Task item: Where a line in the listing below holds "pertains", add it to the tally, and reply with that tally alone.

□ □ □ □

PR #99, opened 2022-02-02
Support NULL value and add a NOT_EQUALS operator for binary filters in the API.

marikomedlock:
- Added support for a `NULL` value in an API binary filter.
- Added a `NOT_EQUALS` operator for API binary filters.
- Wrote tests for these changes against the demo nautical underlay and the `aou_synthetic` underlay.

The immediate purpose of this change is to allow querying for root nodes, which have the generated `t_path_...` attribute set to `NULL`. A future PR may alter the query for fetching root nodes (i.e. to `t_path_...` = empty string), but both operators will still be useful for other queries against nullable attributes.

Note that the get all root nodes queries for the hierarchical OMOP entities (condition, procedure, measurement, ingredient) currently return a lot of rows. This will hopefully be reduced in a follow-up PR that implements some of the suggestions from Brian Freeman and Robert Carroll (i.e. restricting vocabularies, removing some lone root nodes with no children from the hierarchy, using different relationships for drugs).


tjennison-google (approved):

api/src/test/java/bio/terra/tanagra/aousynthetic/MeasurementEntityQueriesTest.java
```diff
@@ -143,4 +143,37 @@ void generateSqlForHierarchyPathOfAMeasurementEntity() throws IOException {
...
+  @DisplayName(
+      "correct SQL string for listing all measurement entity instances that are root nodes in the hierarchy")
+  void generateSqlForAllRootNodeMeasurementEntities() throws IOException {
+    // filter for "measurement" entity instances that have t_path_concept_id IS NULL
+    // i.e. measurement root nodes
+    ApiFilter isRootNode =
+        new ApiFilter()
+            .binaryFilter(
+                new ApiBinaryFilter()
+                    // not setting AttributeValue means to use a null value
```
calbach, line 157: Existing issue, but looking at this, I'm wondering if a more explicit NULL signal in AttributeValue would be cleaner. The current encoding feels a bit hard to distinguish from a malformed request.

api/src/main/java/bio/terra/tanagra/service/query/api/ExpressionConverter.java
```diff
@@ -43,6 +43,10 @@
   }
 
   public Expression.Literal convert(ApiAttributeValue apiAttributeValue) {
+    if (apiAttributeValue == null) {
+      return Expression.Literal.create(DataType.STRING, null);
```
calbach, line 47: Why STRING? Is this the default? maybe add a comment here

calbach (approved):

api/src/test/java/bio/terra/tanagra/aousynthetic/MeasurementEntityQueriesTest.java
marikomedlock: Agreed. I'll plan to tackle that in a future PR.

api/src/main/java/bio/terra/tanagra/service/query/api/ExpressionConverter.java
marikomedlock: The `DataType` here doesn't matter because when doing the special-case `null` handling, we just check whether the value is `null` and ignore the `DataType`. Added a comment.

PR #102, opened 2022-02-08
Add SearchTextFilter to the search entity instances API endpoints.

marikomedlock:
- Added a new section to the underlay `text_search_information`, which maps an entity to a table with information needed to do a text search for entity instances.
  - Wrote tests against the nautical underlay.
- Added a new `ApiTextSearchFilter` that clients can specify to filter entity instances on a text string. This is different than using an `ApiBinaryFilter` on a string attribute, because the text search may filter on multiple attribute values (e.g. first name and last name) and non-attribute values (e.g. synonyms) all in the same search. This will also give us the flexibility to implement more sophisticated text search (e.g. fuzzy matching) in the future.
  - Added a corresponding new internal class `Filter.TextSearchFilter` that converts from the `ApiTextSearchFilter`.
  - Added a `visitTextSearch` method to `SqlVisitor` to turn the `Filter.TextSearchFilter` into a SQL string.
  - Wrote a test in `FilterConverterTest` to check the api -> internal object conversion.
  - Wrote a test in `SqlVisitorTest` to check the generated SQL string when called from the internal object level.
  - Wrote a test in `EntitiesFilterApiControllerTest` to check the generated SQL string when called from the API level. This test also provides an example of how to do this kind of search from the client.
  
There were two existing fields in the API definition: `SearchTermFilter` as a type of `ApiFilter` and `searchTermSupported` as a property of an `Entity`. Neither appeared to be implemented on the backend or used by any tests. I removed the `searchTermSupported` property, renamed `SearchTermFilter` -> `TextSearchFilter` and implemented it on the backend.


lib/src/main/proto/bio/terra/tanagra/underlay/underlay.proto
```diff
@@ -35,6 +36,9 @@ message Underlay {
   // The hierarchies for attributes with hierarchies in the underlay.
   repeated Hierarchy hierarchies = 9;
 
+  // The text search information for entities in the underlay.
+  repeated Text texts = 10;
```
calbach, line 40: Is it correct to have this at the top level? Could it belong under `EntityFiltersSchema` instead?

If this level is correct, possibly it is worth renaming; from a quick scan it's not clear whether this pertains to:
1. the source dataset
2. the entity model
3. or, the mapping

I don't have great suggestions yet as I'm not sure I fully grok the scope

lib/src/main/proto/bio/terra/tanagra/underlay/text.proto
```diff
@@ -0,0 +1,27 @@
...
+
+  TextTable text_table = 2;
+}
+
+// The table of information required to perform the text search.
+// There should be a row (lookupTableKey, fullText) for each possible
+// text string to match against per entity.
+message TextTable {
+  // A column that foreign keys to the entity primary key.
+  ColumnId lookup_table_key = 1;
```
calbach, line 24: I don't quite follow why this layer of misdirection is necessary. It seems like this is a design decision around responsibility of the client to construct a query vs how much semantic knowledge is being encoded into the underlay.

Do you have a concrete example to help illustrate this? i.e. showing the tradeoff between
1. the client constructing a filter on their target entity which includes a relationship filter + text match filter, vs
2. the client constructing a filter on their target entity with a text match (underlay encodes the relationship)

Is this because we don't want this relationship  to exist in the entity model?

lib/src/main/proto/bio/terra/tanagra/underlay/underlay.proto
marikomedlock: I would say this pertains to the entity model, similar to how hierarchies pertain to the entity model. i.e. "this is the information you need to do text search/hierarchical queries".

I could have put it under `EntityFiltersSchema`, since that also holds a reference to the entity. But my understanding of the intent behind `EntityFiltersSchema` is that it would hold information for the UI about how to construct filters when making API requests. This is based on initial handoff conversations with Will and the example in the test `nautical` [underlay](https://github.com/DataBiosphere/tanagra/blob/08a8740352c8e142cd8b58a5293e8e595895cc01/api/src/test/resources/underlays/nautical.yaml#L408). So this information about where to find information required to construct text search queries doesn't really seem to fit there.

I'm certainly open to renaming to make the purpose of this clearer -- maybe `TextSearchInformation`?

lib/src/main/proto/bio/terra/tanagra/underlay/text.proto
marikomedlock: Right now (i.e. with all 3 of these related PRs together, including the workflow one), doing a text search for an entity means doing an exact substring match on a single column in a table that has one row per entity. We could accomplish the same thing by defining a new entity attribute that points to this column. However, I think that approach will not be flexible enough for future changes. e.g.:
- Allowing multiple rows per entity instance in this text search info table (e.g. one row for each synonym or language).
- Allowing multiple columns per entity instance in this text search info table (e.g. text string to search, a relevance ranking).

I think you're right about this being a design choice between how much information the client needs to know vs how much information we encode into the underlay. With this `Text` section of the underlay, the client doesn't need to know how text search is implemented -- they just say "do a text search on entity A". A more client-heavy approach could have been to let the client specify a list of entity attributes to perform the text search on (e.g. text search on name, id and concept_code). That would be a larger burden on the client and also force us to expose all text searchable strings as entity attributes, which may not make much sense (e.g. when we have a list of synonyms, it's not really 1-to-1). I think that could also become a problem once we get to performance tuning because it will be harder to build a good index when the client can specify a variable number of fields to text search on.

RE relationship filter: Relationships require two entities. For text search, it's not clear to me what the second entity would be. To do a text search for conditions, we have the condition entity already, but would need to define a text-search-condition entity? I generally want to think of entities as "objects the UI (user) cares about". So the user can explain what a condition is, but probably not a text-search-condition.

I'm not sure I've answered your questions here, particularly the part about relationships I may be off base to what you were thinking. Please rephrase/ask again if not, and maybe this will be good to talk about in person at stand-up today or in a separate time block if needed.

tjennison-google (approved):

lib/src/main/proto/bio/terra/tanagra/underlay/text.proto
calbach: Yes, you answered my question - thanks. I think this makes sense to me as a guiding principle. Follow-up question based on your examples:

Is the cardinality correct here? Is it reasonable to have an "at most one" relationship between an entity, and text search configuration? For example, is it possible that we'd want to support text search on two different logical attributes (or multiple search configurations on the same attribute)? Or if tying the search to a specific attribute is too limiting (as you mention above, maybe you want to search multiple attributes with one operation), should it still be possible to have multiple distinct text search types on the same entity?

This could definitely be a future extension, if there's no foreseeable need for it

lib/src/main/proto/bio/terra/tanagra/underlay/underlay.proto
calbach: I can't come up with names that I love that much better than what you have here, especially pluralized. 

Some that don't quite fit (I don't think):
TextIndex
TextEngine

Fine with your suggestion of TextSearchInformation (I suppose that's already plural?) or keeping what you had.

Maybe just some restructuring of the underlay proto into related sections / groupings would address my concern. Down the road, also we could consider having a top-level SearchSupport section; but I'm not going to push for that as it would cause a mass indentation as currently structured (maybe more viable later if we support splitting underlay sections into multiple files)

calbach (approved):

lib/src/main/proto/bio/terra/tanagra/underlay/underlay.proto
marikomedlock: Agreed it would be good to do some restructuring of the underlay. In particular, breaking it into at least 2 separate groups of files would make sense to me: entity model, mapping of underlying dataset(s) to entity model. This might be good to do in preparation for driving the indexing workflows directly from the underlay definition. Regardless, I'll take your suggestion to do this as follow-on work instead of in this PR.

lib/src/main/proto/bio/terra/tanagra/underlay/text.proto
marikomedlock: RE cardinality: You're right we may want multiple configurations of text search in the future. I think the exact use case will influence how we decide to implement it.

e.g. fuzzy text search & exact match text search
For this, I'd expect we could reuse the same index table and just use a different algorithm (e.g. bigquery function) to do the query. So we could continue to restrict it to 1 `Text` block in the underlay per entity.

e.g. english text search & japanese text search
For this, I'd expect we'd have different index tables and would need two pointers to dataset tables per entity. So we'd need to allow >1 `Text` block in the underlay per entity.

As you say, I expect we'll need to revisit this in the future, but I don't see an immediate use case for >1 text search index table per entity.

lib/src/main/proto/bio/terra/tanagra/underlay/underlay.proto
marikomedlock: Renamed Text -> TextSearchInformation.

PR #104, opened 2022-02-08
Add workflow for generating a text search index table.

marikomedlock:
- Added a new Beam workflow to generate the text search index table.
  - Input is two SQL queries: all entity instances (e.g. all conditions), all (entity instance, text search string) pairs.
  - The workflow generates a table with one row per entity instance: `(node, text)`, where the `node` column foreign keys to the entity primary key (e.g. `concept_id`) and the `text` column is a concatenation of all text search strings for that instance.
- Generated text search index tables for all `aou_synthetic` entities and updated the underlay to point to these index tables instead of the raw `concept_synonym` table.
  - The text search string for all entities includes the `concept_id`, `concept_name` and `concept_code` columns in the `concept` table, and any rows in the `concept_synonym` table that map to the concept.
  - This means we can search on the concept name, id, code, or synonyms.
- Using these index tables instead of the raw `concept_synonym` table for the `aou_synthetic` entities made the text search queries run much faster (~5-15sec => ~1sec when run in the BQ cloud console). That's probably because the index table is much smaller when split up for each entity. There are fewer concepts per entity and the workflow also consolidated them so there's only one row per entity instance.

This PR also fixes a bad merge in the `aou_synthetic` underlay for brand and visit entity mappings.


tjennison-google (approved):

workflow/src/main/java/bio/terra/tanagra/workflow/BuildTextSearchInformation.java
```diff
@@ -0,0 +1,166 @@
...
+import org.apache.beam.sdk.transforms.ParDo;
+import org.apache.beam.sdk.values.KV;
+import org.apache.beam.sdk.values.PCollection;
+import org.apache.beam.sdk.values.TypeDescriptors;
+
+/**
+ * A batch Apache Beam pipeline for building a table that contains all text search information for
+ * an entity.
+ */
+public final class BuildTextSearchInformation {
```
calbach, line 27: I'm anticipating that eventually we may want to stitch all of these together to create a combined indexing pipeline (i.e. where most of the parameters are common and/or the pulled dynamically from the underlay). I'm wondering whether there are any patterns we can establish now to make this easier later

workflow/src/main/java/bio/terra/tanagra/workflow/TextSearchUtils.java
```diff
@@ -0,0 +1,90 @@
...
+  /**
+   * Concatenate all search strings for a node into a single string. e.g. (123, "apple pie"), (123,
+   * "fruit dessert"), (123, "apple crumble") => (123, "apple pie , fruit dessert , apple crumble")
+   *
+   * @param allNodes a collection of all (node) entity instances
+   * @param searchStrings a collection of all (node, text) mappings, where there may be zero or
+   *     multiple elements per node
+   * @return a collection of (node, text) mappings, where there is exactly one element per node
+   */
+  public static PCollection<KV<Long, String>> buildSingleSearchString(
```
calbach, line 32: nit:  would `concatenateSearchStrings` or  `concatenateSearchStringsByKey` be more accurate?

workflow/src/main/java/bio/terra/tanagra/workflow/TextSearchUtils.java
```diff
@@ -0,0 +1,90 @@
...
+import org.apache.beam.sdk.values.PCollection;
+import org.apache.beam.sdk.values.TupleTag;
+import org.apache.beam.sdk.values.TypeDescriptors;
+
+public final class TextSearchUtils {
+  private TextSearchUtils() {}
+
+  /**
+   * Concatenate all search strings for a node into a single string. e.g. (123, "apple pie"), (123,
+   * "fruit dessert"), (123, "apple crumble") => (123, "apple pie , fruit dessert , apple crumble")
```
calbach, line 25: Are there drawbacks to using "," as the delimiter here? Should we be escaping actual ","s in the input value and search string?

calbach (approved):

workflow/src/main/java/bio/terra/tanagra/workflow/BuildTextSearchInformation.java
marikomedlock: I agree about driving the indexing pipeline from the underlay. For indexing, the inputs we need right now are queries that return the:
- set of all entity instances (e.g. all conditions)
- set of all parent-child relationships between entity instances if there's a hierarchy
- set of all entity instance-text search strings if we want to support text search on the entity

For each query, we can either:
- generate it from the entity mapping in the underlay
- take a SQL query text file

I expect we'll need to support both methods. Specifying an entity mapping in the underlay seems cleaner and we can already do this in backend (e.g. generate a query for all conditions). But some things are too convoluted to specify in the underlay (e.g. parent-child relationships in the ingredient hierarchy exist across two separate tables), and I don't think we should force the underlay to express anything more than basic SQL syntax (i.e. no unions). Maybe one way to handle this is to allow users to specify a SQL query text file in the underlay?

RE patterns to establish now before we've coupled the indexing to the underlay: I think the main thing is to make sure the indexing input queries are general enough to apply to other non-OMOP datasets. So we don't want e.g. a workflow that takes a `domain_id` as input and slices the `concept` table by that domain. But a workflow that takes a parent-child query and flattens the hierarchy into ancestor-descendant or calculates the paths is okay.

workflow/src/main/java/bio/terra/tanagra/workflow/TextSearchUtils.java
marikomedlock: Yes, that's clearer thanks. Changed to `concatenateSearchStringsByKey`.

workflow/src/main/java/bio/terra/tanagra/workflow/TextSearchUtils.java
marikomedlock: Good point. I think we probably should be either escaping whatever the delimiter is in the search strings, or picking a delimiter that's not allowed in the UI search box. For AoU-CB, it looks like the following characters are not allowed: `~ @ [ ] | < > ( )`. I guess we should enforce that not-allowed list on the backend too if we're going to depend on it for indexing.

I'll plan to tackle this as follow-on work and perhaps we can discuss in stand-up whether the not-allowed search characters is something we'd be open to supporting generally.

PR #105, opened 2022-02-09
Auxiliary table entities and relationships for aou_synthetic underlay.

marikomedlock:
- Goal 1: Allow querying the people with a particular condition.
  - Needed for the summary/breakdown view in the cohort builder. "Show me the people in my cohort."
- Goal 2: Allow querying the condition occurrences for people with a particular condition.
  - Needed for the dataset builder preview and export. "Show me all the condition_occurrence rows for people in my cohort."

- Change 1: Define a relationship between the `person` and `condition_occurrence` entities.
  - This relationship is defined by a foreign key. A `person` entity instance is related to a `condition_occurrence` entity instance if the `person_id` columns match.
  - The client can use a `RelationshipFilter` to query for `person` entity instances that are related to a particular `condition_occurrence` entity instance.
- Change 2: Define a relationship between the `condition` and `condition_occurrence` entities.
  - This relationship is defined by a foreign key. A `condition` entity instance is related to a `condition_occurrence` entity instance if the `concept_id` and `condition_concept_id` columns, respectively, match.
  - The client can use a `RelationshipFilter` to query for `condition_occurrence` entity instances that are related to a `condition` entity instance.

All of the above applies to other entity/auxiliary table pairs also (e.g. `visit`/`visit_occurrence`); I just used `condition` as an example.

- Cohort builder example query: All condition occurrences for people who had covid. Note that this will include rows for things other than covid.
  - [occurrences of any condition for people who had covid] `condition_occurrence` entity instances that are related to
  - [people who had covid] `person` entity instances that are related to
  - [occurrences of covid] `condition_occurrence` entity instances that are related to a
  - [covid] `condition` entity instance
- Dataset builder example query: All people who had covid.
  - [people who had covid] `person` entity instances that are related to
  - [occurrences of covid] `condition_occurrence` entity instances that are related to a
  - [covid] `condition` entity instance

- Per an earlier suggestion from CH, I also updated the test harness to use a seeded random number during tests.


api/src/main/resources/underlays/aou_synthetic.yaml
```diff
@@ -1338,6 +1331,34 @@ relationshipMappings:
         dataset: aou_synthetic
         table: concept_relationship
         column: concept_id_2
+  - name: condition_person
```
calbach, line 1334: My expectation was that for the general use case of the cohort builder, we would instead want to create a relationship between condition and condition_occurrence, and then apply two relationship filters ( **or** materialize the results of the condition search, and pass this back in as a literal to a condition_occurence filter ). This is because eventually modifiers will need to be applied at the condition_occurence row level. There are some more complex modifiers as well, including things like "at least X instances" or "occurring within X date".

Creating a direct relationship as you have here would simplify basic presence checks (i.e. does this participant have at least one row matching this condition), but I don't know if it's worth supporting this if we need to implement the general case anyways.

marikomedlock: I'm not sure a direct relationship between `condition` and `condition_occurrence` will produce the right cohort if there are search criteria defined in different domains. e.g.
- Define a cohort = people with covid who've had a mammogram (i.e. condition=covid and procedure=mammogram).
- Define a dataset on the cohort that includes all `condition_occurence` rows.

In this case, I think the `condition_occurrence` rows can't just be filtered on condition=covid, because then we'll include people with covid who haven't had a mammogram. We'd need to first get the set of people with `condition_occurrence` rows for covid and `procedure_occurrence` rows for mammogram. Then filter the `condition_occurrence` rows on that set of people. Does this sound right to you?

RE modifiers: I think we can still handle these. It means that when fetching rows of `condition_occurrence` for dataset builder, we'd use an `ArrayFilter` that contains the nested `RelationshipFilter` on `Person` & `Condition` and an e.g. `BinaryFilter` for checking the date.

calbach: RE condition=covid example: right - here is logically how I imagine constructing your example dataset (just pseudo SQL - not meant to be representative of the best way of writing this):

```
SELECT * FROM condition_occurence WHERE person_id IN (my_cohort);
```

Defining my_cohort as:
```
SELECT person_id FROM person
INNER JOIN (condition_occurrence WHERE concept_id IN (covid concepts))
INNER JOIN (procedure_occurence WHERE concept_id IN (mammogram concepts))
```

(X concepts) could either be another nested filter / JOIN with the concepts table, or a materialized list of concept IDs, generated from a previous search.

RE modifiers: the X occurrences and other modifiers need to be filters applied to the `condition_occurence` entity, not the `condition` entity. Not sure if this was a typo or misunderstanding

This may be easier to talk through. Will setup some time tomorrow (feel free to move or cancel)

marikomedlock: Thanks for setting up the meeting. It will be very helpful to talk through this also.

After thinking about it some more, I think I'm following you better now. Here's a restatement, could you see if it makes sense to you?
- We need to be able to get a cohort of people with condition=covid.
  - One way to do this is to have a `people_condition` relationship and use a single `RelationshipFilter`. This is what I originally implemented.
  - Another way to do this is to have 2 relationships `people-condition_occurrence` and `condition_occurrence-condition` and use a nested `RelationshipFilter`. I pushed up a change to implement this with my latest commit.
  - Both of these will produce very similar queries when getting the list of people for a cohort.
- We also need to be able to get a dataset that includes condition occurrences where condition=diabetes for a cohort. 
  - To do this, we need two relationships `people-condition_occurrence` and `condition_occurrence-condition`. The former will be used for the filter that defines the cohort, and the later will be used for the filter that defines the concept set.
  - Since we're going to need these two separate relationships anyway, then for building a cohort, we can just navigate these same two relationships rather than defining a new one that effectively consolidates the two.
  
I pushed up a change now that I think implements this.

api/src/main/java/bio/terra/tanagra/service/search/utils/RandomNumberGenerator.java
```diff
@@ -0,0 +1,60 @@
...
+   * each test method.
+   */
+  private static boolean useSeededRandom() {
+    String useRandomSeedSysProp = System.getProperty(USE_RANDOM_SEED_SYSTEM_PROPERTY);
+    return useRandomSeedSysProp != null && !useRandomSeedSysProp.isEmpty();
+  }
+
+  /** Return a seeded random generator. */
+  private static Random getSeededRandom() {
+    synchronized (RandomNumberGenerator.class) {
```
calbach, line 48: I don't use much of the Java synchronzied keyword, so I may be missing something basic. What is the benefit of using a synchronized statement here vs making `getSeededRandom` a synchronized method?

calbach (approved):
Changes look reasonable, though I didn't review all of the yaml in close detail. Some questions about Random testing.

api/src/main/java/bio/terra/tanagra/service/search/utils/RandomNumberGenerator.java
marikomedlock: I originally defined the whole method as `synchronized`, but static analysis [prompted](https://pmd.github.io/pmd-6.31.0/pmd_rules_java_multithreading.html#avoidsynchronizedatmethodlevel) me to change it to a `synchronized` block instead so that we're not over-synchronizing in case of future additions to the method.

api/src/main/java/bio/terra/tanagra/service/search/utils/RandomNumberGenerator.java
```diff
@@ -0,0 +1,60 @@
...
+  /**
+   * Check if the system property is set. This method is called to set a final static boolean, so
+   * that we only need to check the system property once in the non-testing case, not each time we
+   * need a random number.
+   *
+   * <p>See See bio.terra.tanagra.testing.BaseSpringUnitTest for where this is property set before
+   * each test method.
+   */
+  private static boolean useSeededRandom() {
+    String useRandomSeedSysProp = System.getProperty(USE_RANDOM_SEED_SYSTEM_PROPERTY);
```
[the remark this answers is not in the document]
marikomedlock: I tried this, but I couldn't figure out how to get it to reset the seed before every test method was run, only before every test class was run. So when I ran methods in a different order, I'd get different SQL.

After reading up a bit, I tried a different tack here and used Mockito to mock the bean from the tests instead. I think this looks cleaner than what I had before. PTAL and see what you think. (I'm going to merge this PR now, so we get the main underlay changes in, but happy to adjust the random approach in a future PR.)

□ □ □ □

Answer area: 2